- Education: Manhattanville College (BA). Columbia University (JD) London School of Economics and Political Science (LLM, PhD)
- Occupations: Lawyer, Prosecutor
- Known for: Lead Prosecutor at ICTY (The Hague)
- Awards: Truman Scholarship

= Daryl Mundis =

American lawyer

Daryl A. Mundis served as a Senior Trial Attorney at The Hague as a lead prosecutor at the International Criminal Tribunal for the former Yugoslavia.

==Education==
Mundis received his undergraduate degree from Manhattanville College in 1988. While at Manhattanville, Mundis was awarded a Truman Scholarship in his junior year.

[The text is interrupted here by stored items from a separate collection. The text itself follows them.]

PR #1038, opened 2020-08-14
add IAM AWS credential provider

balamurugana:


api/src/main/java/io/minio/credentials/IamAwsProvider.java
```diff
@@ -0,0 +1,218 @@
...
+  }
+
+  @Override
+  public synchronized Credentials fetch() {
+    if (credentials != null && !credentials.isExpired()) {
+      return credentials;
+    }
+
+    HttpUrl url = this.customEndpoint;
+    if (getProperty("AWS_WEB_IDENTITY_TOKEN_FILE") != null) {
```
anjalshireesh, line 113: To making this call twice with same argument, we can save the output of this`getProperty` in a variable `tokenFile` and pass it as argument to `getToken`

api/src/main/java/io/minio/credentials/IamAwsProvider.java
```diff
@@ -0,0 +1,218 @@
...
+          new WebIdentityProvider(
+              () -> getToken(),
+              url.toString(),
+              null,
+              null,
+              getProperty("AWS_ROLE_ARN"),
+              getProperty("AWS_ROLE_SESSION_NAME"),
+              httpClient);
+      credentials = provider.fetch();
+      return credentials;
```
anjalshireesh, line 133: Can be extracted out into a method `fetchUsingAwsTokenFile`

api/src/main/java/io/minio/credentials/IamAwsProvider.java
```diff
@@ -0,0 +1,218 @@
...
+      if (url == null) {
+        url = HttpUrl.parse("http://169.254.169.254/latest/meta-data/iam/security-credentials/");
+      } else {
+        url =
+            new HttpUrl.Builder()
+                .scheme(url.scheme())
+                .host(url.host())
+                .addPathSegments("latest/meta-data/iam/security-credentials/")
+                .build();
+      }
```
anjalshireesh, line 160: Can be extracted into a method `getAwsCredentialsUrl`

api/src/main/java/io/minio/credentials/IamAwsProvider.java
```diff
@@ -0,0 +1,218 @@
...
+        }
+
+        roleNames = response.body().string().split("\\R");
+      } catch (IOException e) {
+        throw new IllegalStateException("Unable to parse response", e);
+      }
+
+      if (roleNames.length == 0) {
+        throw new IllegalStateException("No IAM roles attached to EC2 service " + url);
+      }
```
anjalshireesh, line 178: Can be extracted into a method `getAwsRoleName`

api/src/main/java/io/minio/credentials/IamAwsProvider.java
```diff
@@ -0,0 +1,218 @@
...
+    this.mapper = new ObjectMapper();
+    this.mapper.configure(DeserializationFeature.FAIL_ON_UNKNOWN_PROPERTIES, false);
+    this.mapper.configure(MapperFeature.ACCEPT_CASE_INSENSITIVE_PROPERTIES, true);
+  }
+
+  private void checkLoopbackHost(HttpUrl url) {
+    try {
+      for (InetAddress addr : InetAddress.getAllByName(url.host())) {
+        if (!addr.isLoopbackAddress()) {
+          throw new IllegalArgumentException(url.host() + " is not loopback only host");
```
anjalshireesh, line 71: Not sure if `IllegalArgumentException` is the right choice for all the exceptions in this class.

anjalshireesh: Sorry I wrote this comment at the wrong place with the wrong exception name! I meant to say that I'm not sure if `IllegalStateException` makes sense for most of the exceptions in the class..

anjalshireesh (approved):
LGTM

sinhaashish (approved):
LGTM

PR #1039, opened 2020-08-15
add ldap identity credential provider

balamurugana:


api/src/main/java/io/minio/credentials/LdapIdentityProvider.java
```diff
@@ -0,0 +1,94 @@
...
+  protected Request getRequest() {
+    return this.request;
+  }
+
+  @Override
+  protected Credentials parseResponse(Response response) throws XmlParserException, IOException {
+    AssumeRoleWithLdapIdentityResponse result =
+        Xml.unmarshal(AssumeRoleWithLdapIdentityResponse.class, response.body().charStream());
+    return result.credentials();
+  }
```
anjalshireesh, line 80: Looking at how this code of parsing response and returning credentials is almost same in three other providers, here's an idea:

1) Introduce an interface called `HasCredentials` that has a method called `credentials()` and make all these response classes (`AssumeRoleResponse, ClientGrantsResponse, WebIdentityResponse and AssumeRoleWithLdapIdentityResponse`) implement it

2) Add an abstract method in `AssumeRoleBaseProvider` called `getResponseClass()` that just returns the response class and implement it in all its concrete subclasses. In case of this class (`LdapIdentityProvider`), it will return `AssumeRoleWithLdapIdentityResponse.class`

3) Make `AssumeRoleBaseProvider#parseResponse` concrete and implement it as follows:

```
protected Credentials parseResponse(Response response) throws XmlParserException, IOException {
    HasCredentials result =
        Xml.unmarshal(getResponseClass(), response.body().charStream());
    return result.credentials();
  }
```

4) Remove all the overridden versions of `parseResponse` from the subclasses.

anjalshireesh (approved):
LGTM

sinhaashish (approved):
Not able to test as no LDAP credentials. Code looks good to me.

PR #1042, opened 2020-08-17
add MinioClient credential provider from config file

balamurugana:


api/src/main/java/io/minio/credentials/MinioClientConfigProvider.java
```diff
@@ -0,0 +1,117 @@
...
+        throw new IllegalStateException(
+            "Access key does not exist in alias " + alias + " in MinioClient configuration file");
+      }
+
+      if (secretKey == null) {
+        throw new IllegalStateException(
+            "Secret key does not exist in alias " + alias + " in MinioClient configuration file");
+      }
+
+      return new Credentials(accessKey, secretKey, null, null);
```
kannappanr, line 104: you will have to handle `bucket` vs `Path` style access also. In that case, the format has changed recently, so both of them have to be supported

balamurugana: @kannappanr 
Can you explain what is  bucket vs Path style access? Also can you provide new format change?

kannappanr: with the new format
```
"default": {
                        "url": "http://localhost:9000",
                        "accessKey": "minioadmin",
                        "secretKey": "minioadmin",
                        "api": "s3v4",
                        "path": "auto"
                },
```
Here path has two possible values `auto` and `off`, `off` means it is bucket style access. If the endpoint is AWS, you still have to do bucket style access

kannappanr: with old format, 
```
 "s3": {
                        "url": "https://s3.amazonaws.com",
                        "accessKey": "YOUR-ACCESS-KEY-HERE",
                        "secretKey": "YOUR-SECRET-KEY-HERE",
                        "api": "S3v4",
                        "lookup": "dns"
                }

```
`lookup` will have one of three values `dns, path, auto` `dns` means it is bucket style access, in the case of auto, if the endpoint is AWS, we should do bucket style access

kannappanr (approved):
LGTM

nitisht (approved):
LGTM

PR #1043, opened 2020-08-17
add chained credential provider

balamurugana:


api/src/main/java/io/minio/credentials/ChainProvider.java
```diff
@@ -0,0 +1,79 @@
...
+ */
+
+package io.minio.credentials;
+
+import java.util.Arrays;
+import java.util.List;
+import javax.annotation.Nonnull;
+
+/** Chained credential provider work with list of credential providers. */
+public class ChainProvider implements Provider {
```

Following graduation, Mundis attended Columbia University, where he received a Juris Doctor degree in 1992. Mundis earned his LLM in 1998 and his PhD from the London School of Economics and Political Science in 2008. His doctoral thesis, written under the supervision of Christopher Greenwood was entitled The law of naval exclusion zones.

==Career==
After law school, Mundis was commissioned as an officer in the United States Navy, where he served as a Judge Advocate General for five years before working in The Hague. From 1998 to 2009 he worked for the International Criminal Tribunal for the former Yugoslavia. From 2009 to 2021, he worked for the Special Tribunal for Lebanon, retiring from the United Nations as an Assistant Secretary-General.